Comment 11 Bohdan Linda 2006-07-18 02:43:47 UTC
sorry, forgot to add:

/share/Infrastructure/Infrastructure/Infrastructure# ls
ls: reading directory .: Object is remote


where /share is the mountpoint.
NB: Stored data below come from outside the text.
PR #2684, opened 2023-08-15
Update DOM intro

nielsdos:
There's loadHTML(File) and saveHTML(File) to to load and save HTML documents. People use it for both XML and HTML.

### DIFF
--- a/reference/dom/book.xml
+++ b/reference/dom/book.xml
@@ -9,7 +9,7 @@
  <preface xml:id="intro.dom">
   &reftitle.intro;
   <para>
-   The DOM extension allows you to operate on XML documents through the DOM
+   The DOM extension allows you to operate on XML and HTML documents through the DOM
    API with PHP.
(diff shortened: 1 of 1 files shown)


reference/dom/book.xml
```diff
@@ -9,7 +9,7 @@
  <preface xml:id="intro.dom">
   &reftitle.intro;
   <para>
-   The DOM extension allows you to operate on XML documents through the DOM
+   The DOM extension allows you to operate on XML and HTML documents through the DOM
```
Girgias, line 12:
```suggestion
   The DOM extension allows operations on XML and HTML documents through the DOM
```
Possibly one way to get rid of personalisation?

Girgias (approved):

reference/dom/book.xml
nielsdos: OK for me

Issue #1606, opened 2022-05-31
class_implements/parents should note that instanceof and is_a are available


damianwadley:
The top-voted comment on the `class_implements` page suggests how to use the function to check whether an object/class name implements a particular interface.
https://www.php.net/manual/en/function.class-implements.php#55376

The docs should that point out `instanceof` (for objects) and `is_a` (for either) as the appropriate ways of checking if something implements an interface.

For completeness, `class_parents` should get something similar.
https://www.php.net/manual/en/function.class-parents.php

Additionally, consider adding an editor's note to that comment.

PR #2697, opened 2023-08-21
Add mention of `is_a()` and `instanceof` in `class_implements()` and `class_parents()` pages

alexandre-daubois:
Fix https://github.com/php/doc-en/issues/1606

### DIFF
--- a/reference/spl/functions/class-implements.xml
+++ b/reference/spl/functions/class-implements.xml
@@ -99,12 +99,24 @@ Array
   </para>
  </refsect1>
 
+ <refsect1 role="notes">
+  &reftitle.notes;
+  <note>
+   <simpara>
+    To check that an object implements an interface, &instanceof;
+    or the <function>is_a</function> function should be used instead.
+   </simpara>
+  </note>
+ </refsect1>
+
  <refsect1 role="seealso">
   &reftitle.seealso;
   <para>
    <simplelist>
     <member><function>class_parents</function></member>
     <member><function>get_declared_interfaces</function></member>
+    <member><function>is_a</function></member>
+    <member>&instanceof;</member>
    </simplelist>
   </para>
  </refsect1>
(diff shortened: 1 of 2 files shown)


reference/spl/functions/class-implements.xml
```diff
@@ -99,12 +99,24 @@ Array
   </para>
  </refsect1>
 
+ <refsect1 role="notes">
+  &reftitle.notes;
+  &note.no-remote;
```
Girgias, line 104: Why this entity?
Doesn't seem related at all and something from a copy/paste.

reference/spl/functions/class-implements.xml
```diff
@@ -99,12 +99,24 @@ Array
...
+  <note>
+   <simpara>
+    To check that an object implements an interface, you should either use &instanceof;
+    or the <function>is_a</function> function.
```
Girgias, line 108: Personalisation:
```suggestion
    To check that an object implements an interface, &instanceof;
    or the <function>is_a</function> function should be used instead.
```

Girgias (changes requested):

reference/spl/functions/class-implements.xml
```diff
@@ -99,12 +99,24 @@ Array
...
+  </note>
+ </refsect1>
+
  <refsect1 role="seealso">
   &reftitle.seealso;
   <para>
    <simplelist>
     <member><function>class_parents</function></member>
     <member><function>get_declared_interfaces</function></member>
+    <member><function>is_a</function></member>
```
Girgias, line 119: Instanceof should also be mentionned here

alexandre-daubois: Added :slightly_smiling_face:

reference/spl/functions/class-implements.xml
alexandre-daubois: Updated!

Girgias (approved):

PR #2707, opened 2023-08-25
Update curl-getinfo.xml

JKJameson:
Commas in the example should be dots, not commas.


Girgias:
No, commas are valid as ``echo`` is a language construct and allows to output multiple arguments in a row.

PR #2712, opened 2023-08-26
Update string.xml to remove old string interpolation

kohler:
An example used the deprecated `${varname}` syntax; fix it.

### DIFF
--- a/language/types/string.xml
+++ b/language/types/string.xml
@@ -721,10 +721,10 @@ EOT;
 $juice = "apple";
 
 echo "He drank some $juice juice.".PHP_EOL;
-// Invalid. "s" is a valid character for a variable name, but the variable is $juice.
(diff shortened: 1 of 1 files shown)


adoy:
Thanks

adoy (approved):

salathe:
:-1: The example that was changed is now in the wrong section of that page. It is now an example of the "Complex (curly) syntax" but the example is within the "Simple syntax" section.

kohler:
What's your preferred fix? Complex syntax is the only non-deprecated way to handle the example.

adoy:
@salathe You're right my bad. I went to fast without paying much attention. 

I guess we should remove the part from this example that uses the complex syntax (the 3rd echo) and add this example in the complex curly syntax.

Girgias:
I was working on a rewrite of this whole page in #2000 as it was not a straightforward fix.

PR #2713, opened 2023-08-26
Standardise Getting Started example indentation

timacdonald:
There is inconsistent indentation within the "Getting started" section of the docs including the same example across different pages.

I feel that using 4 spaces is pretty established indentation in the PHP community and should be our standard within the docs.

[This example](https://www.php.net/manual/en/intro-whatis.php
):

Screen Shot 2023-08-27 at 7 33 48 am

is then repeated on [different pages](https://www.php.net/manual/en/tutorial.firstpage.php) in the same section with different indentation.

Screen Shot 2023-08-27 at 7 35 00 am

## Result

Screen Shot 2023-08-27 at 7 40 02 am

### DIFF
--- a/chapters/tutorial.xml
+++ b/chapters/tutorial.xml
@@ -371,9 +371,9 @@ if (strpos($_SERVER['HTTP_USER_AGENT'], 'Firefox') !== false) {
      <programlisting role="html">
 <![CDATA[
 <form action="action.php" method="post">
- <p>Your name: <input type="text" name="name" /></p>
- <p>Your age: <input type="text" name="age" /></p>
- <p><input type="submit" /></p>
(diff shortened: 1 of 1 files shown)


TimWolla (commented):
I agree this is an improvement. Probably https://www.php.net/manual/en/tutorial.forms.php should also be updated, though.

timacdonald:
@TimWolla I've pushed changes for that example.

TimWolla:
I've pushed a small fix to drop trailing whitespace (that wasn't your fault, but was exposed due to the change to the line) and then merged. Thank you!

timacdonald:
Appreciate it!

PR #2715, opened 2023-08-27
Use semantic HTML tags for tutorial `form` example

timacdonald:
This PR improves the form example by:

1. Using `label` tags, rather than generic inaccessible `<p>` tags.
2. Removes the redundant `type` attribute from input tags.

> If this attribute is not specified, the default type adopted is text [source](https://developer.mozilla.org/en-US/docs/Web/HTML/Element/input#input_types)

3. Adds an `id` tag to the `input` so that `label` tags can reference them with their `for` attibute.
3. Use a submit `button` and provide custom text. Adding custom text between an HTML tag feels much more familiar than doing it within an attribute. This also matches how the `label` works.
4. Added some spacing to ease the flow to reading the `label` / `input` pairs.
5. Removed the "closing" slash on the inputs. We've already shown the doctype in the opening example of the PHP docs showing that we aren't using "quirks mode" or an XML type that requires closing.

I can only assume that `<p>` tags were used for formatting. I don't think that a horizontal form is an issue and something we need to "format". I also don't think wrapping things in `<p>` or `<div>` is the way we should promote formatting in HTML, over CSS

## Docs before

Screenshot 2023-08-28 at 9 05 40 am

## Docs after

Screenshot 2023-08-28 at 9 05 31 am

## Rendered HTML before

Screenshot 2023-08-28 at 8 50 14 am

## Rendered HTML after

Screenshot 2023-08-28 at 8 55 29 am

This PR contains the same commit to indent the form seen in https://github.com/php/doc-en/pull/2713. This should allow both to merged / rejected independently without causing conflicts...that is if I know how git works lol 🤞

### DIFF
--- a/chapters/tutorial.xml
+++ b/chapters/tutorial.xml
@@ -371,9 +371,9 @@ if (strpos($_SERVER['HTTP_USER_AGENT'], 'Firefox') !== false) {
      <programlisting role="html">
 <![CDATA[
 <form action="action.php" method="post">
- <p>Your name: <input type="text" name="name" /></p>
- <p>Your age: <input type="text" name="age" /></p>
- <p><input type="submit" /></p>
+    <p>Your name: <input type="text" name="name" /></p>
+    <p>Your age: <input type="text" name="age" /></p>
+    <p><input type="submit" /></p>
 </form>
 ]]>
      </programlisting>
--- a/chapters/tutorial.xml
+++ b/chapters/tutorial.xml
@@ -372,12 +372,12 @@ if (strpos($_SERVER['HTTP_USER_AGENT'], 'Firefox') !== false) {
 <![CDATA[
 <form action="action.php" method="post">
     <label for="name">Your name:</label>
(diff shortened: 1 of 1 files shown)


TimWolla:
> Removes the redundant `type` attribute from input tags.

I disagree with that change. Explicitly providing the `type` makes the HTML more readable, especially since “age” could be `type="number"`. Likewise I believe it should be `<button type="submit">`.

timacdonald:
Thanks for the review, @TimWolla.

I've restored the `type="text"` attribute on the name input and added `type="number"` to the age input. I like `type="number"` here as the casting of the `(int) $_POST['age']` later shows that you can't just trust user input - even if subtly.

I've put the `type` attribute last, as the most important part of this tutorial, in my opinion, is the how the `"name"` ends up in the `$_POST`. The `type` attribute is there as a secondary thing not specifically related to the example at hand.

TimWolla:
Thank you. LGTM now.

PR #2716, opened 2023-08-27
Use `str_contains` over `strpos` for tutorial example

timacdonald:
The first example on the PHP documentation that isn't a "hello world" is searching the `User-Agent` for the string `"Firefox"`.

This example currently uses [`strpos`](https://www.php.net/manual/en/function.strpos.php). I believe we should be using [`str_contains`](https://www.php.net/manual/en/function.str-contains).

I believe this for a few reasons, but to start with I'll let the function descriptions do the talking:

> Find the position of the first occurrence of a substring in a string

vs.

> Determine if a string contains a given substring

`str_contains` matches the semantics of what we are doing and eases the overhead of understanding what is happening.

When using `strpos` we are also introducing the reader to:

1. "Truthiness"
2. Boolean literals
3. PHP's "return `false` as a flag to indicate something" behaviour

Which is all additional overhead.

The current example also has double negatives that are hare to read left to right. The `str_contains` example feels much easier to comprehend, i.e.,

> If strpos is not equal to `false`

versus

> If str_contains

and...

> returned non-false

vs

> returned true

I understand that `str_contain` is a "newer" PHP function, however these are the documentation for the current PHP language - so we should take advantage and promote it's newer features, when it makes sense.

The `str_contains` function is available in all currently supported PHP versions.

Lastly, I removed the `<br />` from the example as it serves no purpose to introducing the reader to "control structures and functions". The next example handles mixing in HTML in the "Mixing both HTML and PHP modes". The later examples also don't reference the `<br />` anyway, so kinda feels like unneeded noise we ca drop.

### DIFF
--- a/chapters/tutorial.xml
+++ b/chapters/tutorial.xml
@@ -263,8 +263,8 @@ Mozilla/5.0 (Linux) Firefox/112.0
      <programlisting role="php">
 <![CDATA[
 <?php
-if (strpos($_SERVER['HTTP_USER_AGENT'], 'Firefox') !== false) {
-    echo 'You are using Firefox.<br />';
+if (str_contains($_SERVER['HTTP_USER_AGENT'], 'Firefox')) {
+    echo 'You are using Firefox.';
 }
 ?>
 ]]>
@@ -274,7 +274,7 @@ if (strpos($_SERVER['HTTP_USER_AGENT'], 'Firefox') !== false) {
      </para>
      <screen role="html">
 <![CDATA[
-You are using Firefox.<br />
+You are using Firefox.
 ]]>
      </screen>
     </example>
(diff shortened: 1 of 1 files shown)


chapters/tutorial.xml
```diff
@@ -319,14 +318,14 @@ You are using Firefox.<br />
      <programlisting role="php">
 <![CDATA[
 <?php
-if (strpos($_SERVER['HTTP_USER_AGENT'], 'Firefox') !== false) {
+if (str_contains($_SERVER['HTTP_USER_AGENT'], 'Firefox')) {
 ?>
-<h3>strpos() must have returned non-false</h3>
```
timacdonald, line 324: The use of "must have" feels like there is a possibility that we are here and it _didn't_ return `true` or `non-false`.

Question: "Did Frank clean the car?"

Answer: "Must have".

Narrator: "It was actually the rain the cleaned the car".

TimWolla:
> I understand that `str_contain` is a "newer" PHP function, however these are the documentation for the current PHP language - so we should take advantage and promote it's newer features, when it makes sense.

Agreed. This change LGTM, thank you!

PR #2721, opened 2023-08-29
PDO::lastInsertId of pdo_pgsql no longer requires sequence name

takaram:
`name` parameter is not mandatory since 7.0.11.
https://bugs.php.net/bug.php?id=72633


Girgias:
The manual documents everything from PHP 7.0.0 onwards currently, so this requires a changelog entry.

takaram:
Closing in favor of #2986

PR #2731, opened 2023-09-02
Standardise "open source" capitalisation

timacdonald:
I don't  have strong feelings on if this should be capitalised or not, but I do think we should reference it consistently.

I appears 8 times throughout the docs. Only two are capitalised.

Additionally, a similar sentence on the Preface and Getting Started pages uses differing casing.

Screen Shot 2023-09-02 at 1 13 30 pm

Screen Shot 2023-09-02 at 1 13 40 pm

### DIFF
--- a/preface.xml
+++ b/preface.xml
@@ -6,7 +6,7 @@
  <abstract>
   <simpara>
    <acronym>PHP</acronym>, which stands for &quot;<literal>PHP: Hypertext
-   Preprocessor</literal>&quot; is a widely-used Open Source general-purpose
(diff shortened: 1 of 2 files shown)


Girgias (approved):

Girgias:
Going to wait before merging this to wait for translations to catch up with some large markup changes.

salathe:
There is also 1 usage of `open-source` present in `security/database.xml`.

salathe:
This might also be worth adding to the [Style guidelines](http://doc.php.net/tutorial/style.php) ([source](https://github.com/php/web-doc/blob/master/tutorial/style.md)).

PR #2732, opened 2023-09-02
Wrap output string in `literal`

timacdonald:
I _think_ that we want strings like this wrapped in literal tags. Please let me know if this is not correct.

Screen Shot 2023-09-02 at 1 21 11 pm


chapters/intro.xml
```diff
@@ -38,8 +38,8 @@
    </para>
    <para>
     Instead of lots of commands to output HTML (as seen in C or Perl),
-    PHP pages contain HTML with embedded code that does
-    "something" (in this case, output "Hi, I'm a PHP script!").
+    PHP pages contain HTML with embedded code that does "something" (in this
+    case, output <literal>"Hi, I'm a PHP script!"</literal>).
```
TimWolla, line 42: Not an expert with regard to the markup, but it should likely be:
```suggestion
    case, output <literal>Hi, I'm a PHP script!</literal>).
```

Girgias: Indeed the quotation marks should be removed, but a better tag would be [``<computeroutput>``](https://tdg.docbook.org/tdg/5.1/computeroutput)

timacdonald: Updated the tag and removed the quotation marks.

chapters/tutorial.xml
```diff
@@ -281,7 +281,7 @@ You are using Firefox.
    </para>
    <para>
     Here we introduce a couple of new concepts. We have an 
-    <link linkend="control-structures.if">if</link> statement.
+    <literal><link linkend="control-structures.if">if</link></literal> statement.
```
timacdonald, line 284: https://www.php.net/manual/en/tutorial.useful.php

Screen Shot 2023-09-03 at 9 17 24 am

chapters/tutorial.xml
```diff
@@ -294,13 +294,13 @@ You are using Firefox.
...
-    linkend="control-structures.if">if</link> expression evaluates to &true;
+    the needle is found inside the haystack, the function returns &true;. Otherwise, it
+    returns &false;. If it returns &true;, the <literal><link
+    linkend="control-structures.if">if</link></literal> expression evaluates to &true;
     and the code within its {braces} is executed. Otherwise, the code is not
     run. Feel free to create similar examples, 
-    with <link linkend="control-structures.if">if</link>, 
-    <link linkend="control-structures.else">else</link>, and other 
+    with <literal><link linkend="control-structures.if">if</link></literal>,
+    <literal><link linkend="control-structures.else">else</link></literal>, and other
```
timacdonald, line 303: Screen Shot 2023-09-03 at 9 18 05 am

https://www.php.net/manual/en/tutorial.useful.php

chapters/tutorial.xml
```diff
@@ -349,7 +349,7 @@ if (str_contains($_SERVER['HTTP_USER_AGENT'], 'Firefox')) {
     to note here is that the logical flow of the script remains intact. Only
     one of the HTML blocks will end up getting sent to the viewer depending on
     the result of <function>str_contains</function>.  In other words, it depends on
-    whether the string <literal>Firefox</literal> was found or not.
+    whether the string <literal>'Firefox'</literal> was found or not.
```
timacdonald, line 352: Screen Shot 2023-09-03 at 9 18 27 am

https://www.php.net/manual/en/tutorial.useful.php

Previously on this page, we already reference the string in quotations..

Screen Shot 2023-09-03 at 9 19 14 am

timacdonald:
@TimWolla I hope you don't mind, I decided to add some more improvements to this PR.

Because they are all similar, I thought we could likely just get them going here to reduce overhead for you.

Couple of questions about contributing, while I have you here:

1. Do you mind me grouping similar changes like this or would you prefer more atomic changes?
2. Do we have a "style guide" for the docs, and if not, would you mind if I PR'd one to the repository with a few things we are improving here - so that we have internal consistency moving forward?

chapters/tutorial.xml
Girgias: This might make more sense to add then in the ``doc-base/entities/global.ent`` file, as we already declare various control structures as entities.

TimWolla:
@timacdonald I'm afraid I'm really the wrong person to ask here. I'm not an expert with regard to the documentation. Other than reviewing the ext/random stuff which I maintain, I just try handle to _obvious_ improvements so that the more knowledgeable folks can focus on the less obvious stuff.

Girgias:
> @TimWolla I hope you don't mind, I decided to add some more improvements to this PR. I think these are the last of these kinda of markup improvements I wanna make for the intro / tutorial.
> 
> We could probably add additional around acronyms - but I might leave that for now.
> 
> Couple of questions about contributing to the docs, while I have you here:
> 
>     1. Do you mind me grouping similar changes like this or would you prefer more atomic changes?
> 
>     2. Do we have a "style guide" for the docs, and if not, do you think one would be useful? I am happy to PR an small one with some of the small improvements I have been making - and we can expand on it into the future?

There is a style guide on the doc website: http://doc.php.net/tutorial/style.php

The main thing with regards to changes is ideally for them to be atomic, but also not doing unnecessary changes that needlessly affect translations.

As such basic typos should be filed separately with a ``[skip-revcheck]`` commit so that a file is not marked as outdated for translations.

Code style is also a hot topic and shouldn't be changed just for the sake of it.

chapters/tutorial.xml
Girgias: Ping @timacdonald if you still planning to work on this PR, addressing the above comment would be helpful.

timacdonald: Hey, I'll look at getting onto this shortly. Will mark this one as a draft until I get that sorted.

PR #2734, opened 2023-09-02
Add doctype to full HTML document

timacdonald:
Proposing that for **full HTML document** examples, we include a doctype.

The section's initial example includes a doctype, but then we don't include it on the subsequent examples.

Has doctype: https://www.php.net/manual/en/intro-whatis.php

Screen Shot 2023-09-02 at 4 36 03 pm

Missing doctype: https://www.php.net/manual/en/tutorial.firstpage.php

Screen Shot 2023-09-02 at 4 35 50 pm

### DIFF
--- a/chapters/tutorial.xml
+++ b/chapters/tutorial.xml
@@ -69,6 +69,7 @@
      <info><title>Our first PHP script: <filename>hello.php</filename></title></info>
      <programlisting role="php">
 <![CDATA[
+<!DOCTYPE html>
 <html>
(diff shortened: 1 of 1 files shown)


TimWolla:
I think this makes sense, especially for consistency within the tutorial. Did you check whether any other places would need the DOCTYPE then?

Girgias (approved):

Girgias:
Thank you!

PR #3116, opened 2024-01-17
Update array.xml: make strtoupper an mb_strtoupper

mmalferov:
Can you accept this change? This is necessary in order for the array values translated into another language to be converted to uppercase


Girgias (approved):
Doesn't look harmful for me.

Although for doc-fr we don't usually translate examples nowadays.

PR #3117, opened 2024-01-18
Make the Operators list pure

mmalferov:
### Problem
Now the list of operators looks very noisy. Take a look:

operators-eng-dirty

It's hard for the eye to catch on to the desired section. The list only shows Operators, Operators, Operators…

### Proposal
Make the list of operators (on the [Operators](https://www.php.net/manual/en/language.operators.php) page and in the [menu](https://www.php.net/manual/en/language.operators.precedence.php), which is located at the top right) pure, but keep the full titles on the pages.

operators-eng-pure

Now it takes 5 times faster to select the desired section; the eye instantly catches on to the desired operator name.

P. S. I'm not 100 % sure that I chose the right way to add a short title for the sections via the `titleabbrev` tag, maybe someone will tell me how to do it better. I'm ready.

### DIFF
--- a/language/operators/arithmetic.xml
+++ b/language/operators/arithmetic.xml
@@ -1,6 +1,7 @@
 <?xml version="1.0" encoding="utf-8"?>
 <sect1 xml:id="language.operators.arithmetic">
  <title>Arithmetic Operators</title>
+ <titleabbrev>Arithmetic</titleabbrev>
  <simpara>
   Remember basic arithmetic from school? These work just
   like those.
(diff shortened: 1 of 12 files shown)


saundefined (approved):
The idea came up while working on the doc-ru, so LGTM.
But I'd be glad to hear others' opinions :)

sy-records (approved):
LGTM. Good job!

Girgias (commented):
The overall change makes sense to me, just some nits. :)

Girgias (approved):

PR #3120, opened 2024-01-18
Correction to IntlDateFormatter examples

leonardolara:
reference/intl/dateformatter/get-error-code.xml
reference/intl/dateformatter/get-error-message.xml

* Examples in get-error-code.xml and get-error-message.xml use the function IntlDateFormatter::format() with less parameters than expected, both in OO and procedural. Corrections made by this commit intend to generate the expected error code and message given in the example. Tested with PHP 8.3.1.
* Rephrased purpose of function in get-error-code.xml, there was redundant information.
* Correction to identation.
* Removed trailing ws.


Girgias (approved):

Girgias:
Thank you

PR #3121, opened 2024-01-18
Clarify output in ob_implicit_flush()

### LINKED ISSUE #3115: flush() and ob_implicit_flush() behaviour in 8.4
See https://github.com/php/php-src/issues/13164#issuecomment-1894398535 and discussion leading up to this

haszi:
Closes #3115 

Clarifies that empty strings or sending headers do not trigger implicit flushing.


Girgias (approved):
Thank you!

PR #3127, opened 2024-01-20
Update expm1.xml

mmalferov:
It was ambiguous:

1) ('e' to the power of num) minus one, or
2) 'e' to the power of (num minus one)

I mean: pow(2, 3) - 1 !== pow(2, 3 -1)

### DIFF
--- a/reference/math/functions/expm1.xml
+++ b/reference/math/functions/expm1.xml
@@ -16,9 +16,9 @@
   </methodsynopsis>
   <para>
    <function>expm1</function> returns the equivalent to
-   'exp(<parameter>num</parameter>) -  1' computed in a way that is
+   <code>exp(<parameter>num</parameter>) - 1</code> computed in a way that is
    accurate even if the value of <parameter>num</parameter> is near zero,
-   a case where 'exp (<parameter>num</parameter>) - 1' would be
+   a case where <code>exp(<parameter>num</parameter>) - 1</code> would be
    inaccurate due to subtraction of two numbers that are nearly equal.
   </para>
  </refsect1>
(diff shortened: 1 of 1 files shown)


reference/math/functions/expm1.xml
```diff
@@ -40,7 +40,7 @@
  <refsect1 role="returnvalues">
   &reftitle.returnvalues;
   <para>
-   'e' to the power of <parameter>num</parameter> minus one
+   'e' to the power of <parameter>num</parameter>, minus one.
```
Girgias, line 43: I think a lot of the "code" examples in this page should be rewritten to use the ``<code>`` tag.
Or maybe even the ``<inlineequation>`` docbook tag (although that one does not have any support in PhD :/)

Also this problem probably spans the whole math/ folder :/

reference/math/functions/expm1.xml
```diff
@@ -16,9 +16,9 @@
   </methodsynopsis>
   <para>
    <function>expm1</function> returns the equivalent to
-   'exp(<parameter>num</parameter>) -  1' computed in a way that is
+   <code>exp(<parameter>num</parameter>) - 1</code> computed in a way that is
    accurate even if the value of <parameter>num</parameter> is near zero,
-   a case where 'exp (<parameter>num</parameter>) - 1' would be
+   a case where <code>exp(<parameter>num</parameter>) - 1</code> would be
```
Girgias, line 21: Does this render correctly? I never checked, but I would imagine it needs to be
```suggestion
   a case where <code>exp($<parameter>num</parameter>) - 1</code> would be
```
At least

reference/math/functions/expm1.xml
Girgias, line 43:
```suggestion
   <literal>e</literal> to the power of <parameter>num</parameter>, minus one.
```

PR #3128, opened 2024-01-21
Update is-a.xml: paramter tag instead 'this'

mmalferov:
How about adding parameter tag instead 'this'?

### DIFF
--- a/reference/classobj/functions/is-a.xml
+++ b/reference/classobj/functions/is-a.xml
@@ -54,8 +54,9 @@
  <refsect1 role="returnvalues">
   &reftitle.returnvalues;
   <para>
-   Returns &true; if the object <parameter>object_or_class</parameter> is of <parameter>class</parameter> object type or has this object type as one of
-   its supertypes, &false; otherwise.
+   Returns &true; if <parameter>object_or_class</parameter> is the
+   <parameter>class</parameter> object type,
+   or has <parameter>class</parameter> as one of its supertypes, &false; otherwise.
   </para>
  </refsect1>
  <refsect1 role="examples">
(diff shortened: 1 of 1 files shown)


reference/classobj/functions/is-a.xml
```diff
@@ -14,7 +14,7 @@
    <methodparam choice="opt"><type>bool</type><parameter>allow_string</parameter><initializer>&false;</initializer></methodparam>
   </methodsynopsis>
   <para>
-   Checks if the given <parameter>object_or_class</parameter> is of this object type or has
+   Checks if the given <parameter>object_or_class</parameter> is of <parameter>class</parameter> object type or has
    this object type as one of its supertypes.
```
Girgias, line 18:
```suggestion
   Determines if the given <parameter>object_or_class</parameter> is the
   <parameter>class</parameter> object type,
   or has <parameter>class</parameter> as one of its supertypes.
```

Is probably better wording.

reference/classobj/functions/is-a.xml
```diff
@@ -53,7 +54,7 @@
  <refsect1 role="returnvalues">
   &reftitle.returnvalues;
   <para>
-   Returns &true; if the object is of this object type or has this object type as one of
+   Returns &true; if the object <parameter>object_or_class</parameter> is of <parameter>class</parameter> object type or has this object type as one of
    its supertypes, &false; otherwise.
```
Girgias, line 58:
```suggestion
   Returns &true; if <parameter>object_or_class</parameter> is the
   <parameter>class</parameter> object type,
   or has <parameter>class</parameter> as one of its supertypes, &false; otherwise.
```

I need to traverse 3 leves to get this error message. subdirs are looped
Comment 12 Shirish S. Pargaonkar 2009-03-31 22:14:52 UTC
This problem may be fixed.

I have two shares, /mnt/smb_a mounted over with a share from a samba server (Version 3.0.33-3.7.el5)
and /mnt/smb_c mounted over with a share from a Windows 2003 server.

I do not encounter a looping or remote object error with the cifs version I have, 1.59.

cifstest6:# ls -l /mnt/smb_a/testdir/dir.0/dir.4/dir.4/dir.4
total 80
drwxr-xr-x 2 root root 0 Mar 31 21:05 dir.0
drwxr-xr-x 2 root root 0 Mar 31 21:05 dir.1
drwxr-xr-x 2 root root 0 Mar 31 21:05 dir.2
drwxr-xr-x 2 root root 0 Mar 31 21:05 dir.3
drwxr-xr-x 2 root root 0 Mar 31 21:05 dir.4
-rw-r--r-- 1 root root 0 Mar 31 21:05 file.0
-rw-r--r-- 1 root root 0 Mar 31 21:05 file.1
-rw-r--r-- 1 root root 0 Mar 31 21:05 file.10
-rw-r--r-- 1 root root 0 Mar 31 21:05 file.11
-rw-r--r-- 1 root root 0 Mar 31 21:05 file.12
-rw-r--r-- 1 root root 0 Mar 31 21:05 file.13
-rw-r--r-- 1 root root 0 Mar 31 21:05 file.14
-rw-r--r-- 1 root root 0 Mar 31 21:05 file.15
-rw-r--r-- 1 root root 0 Mar 31 21:05 file.16
-rw-r--r-- 1 root root 0 Mar 31 21:05 file.17
-rw-r--r-- 1 root root 0 Mar 31 21:05 file.18
-rw-r--r-- 1 root root 0 Mar 31 21:05 file.19
-rw-r--r-- 1 root root 0 Mar 31 21:05 file.2
-rw-r--r-- 1 root root 0 Mar 31 21:05 file.3
-rw-r--r-- 1 root root 0 Mar 31 21:05 file.4
-rw-r--r-- 1 root root 0 Mar 31 21:05 file.5
-rw-r--r-- 1 root root 0 Mar 31 21:05 file.6
-rw-r--r-- 1 root root 0 Mar 31 21:05 file.7
-rw-r--r-- 1 root root 0 Mar 31 21:05 file.8
-rw-r--r-- 1 root root 0 Mar 31 21:05 file.9

cifstest6: # ls -l /mnt/smb_c/testdir/dir.0/dir.4/dir.4/dir.4
total 0
drwxrwxrwx 2 root root 0 Mar 31 21:58 dir.0
drwxrwxrwx 2 root root 0 Mar 31 21:58 dir.1
drwxrwxrwx 2 root root 0 Mar 31 21:58 dir.2
drwxrwxrwx 2 root root 0 Mar 31 21:58 dir.3
drwxrwxrwx 2 root root 0 Mar 31 21:58 dir.4
-rwxrwSrwx 1 root root 0 Mar 31 21:58 file.0
-rwxrwSrwx 1 root root 0 Mar 31 21:58 file.1
-rwxrwSrwx 1 root root 0 Mar 31 21:58 file.10
-rwxrwSrwx 1 root root 0 Mar 31 21:58 file.11
-rwxrwSrwx 1 root root 0 Mar 31 21:58 file.12
-rwxrwSrwx 1 root root 0 Mar 31 21:58 file.13
-rwxrwSrwx 1 root root 0 Mar 31 21:58 file.14
-rwxrwSrwx 1 root root 0 Mar 31 21:58 file.15
-rwxrwSrwx 1 root root 0 Mar 31 21:58 file.16
-rwxrwSrwx 1 root root 0 Mar 31 21:58 file.17
-rwxrwSrwx 1 root root 0 Mar 31 21:58 file.18
-rwxrwSrwx 1 root root 0 Mar 31 21:58 file.19
-rwxrwSrwx 1 root root 0 Mar 31 21:58 file.2
-rwxrwSrwx 1 root root 0 Mar 31 21:58 file.3
-rwxrwSrwx 1 root root 0 Mar 31 21:58 file.4
-rwxrwSrwx 1 root root 0 Mar 31 21:58 file.5
-rwxrwSrwx 1 root root 0 Mar 31 21:58 file.6
-rwxrwSrwx 1 root root 0 Mar 31 21:58 file.7
-rwxrwSrwx 1 root root 0 Mar 31 21:58 file.8
-rwxrwSrwx 1 root root 0 Mar 31 21:58 file.9
Comment 13 Steve French 2009-04-17 13:41:53 UTC
Appears to have been fixed long ago.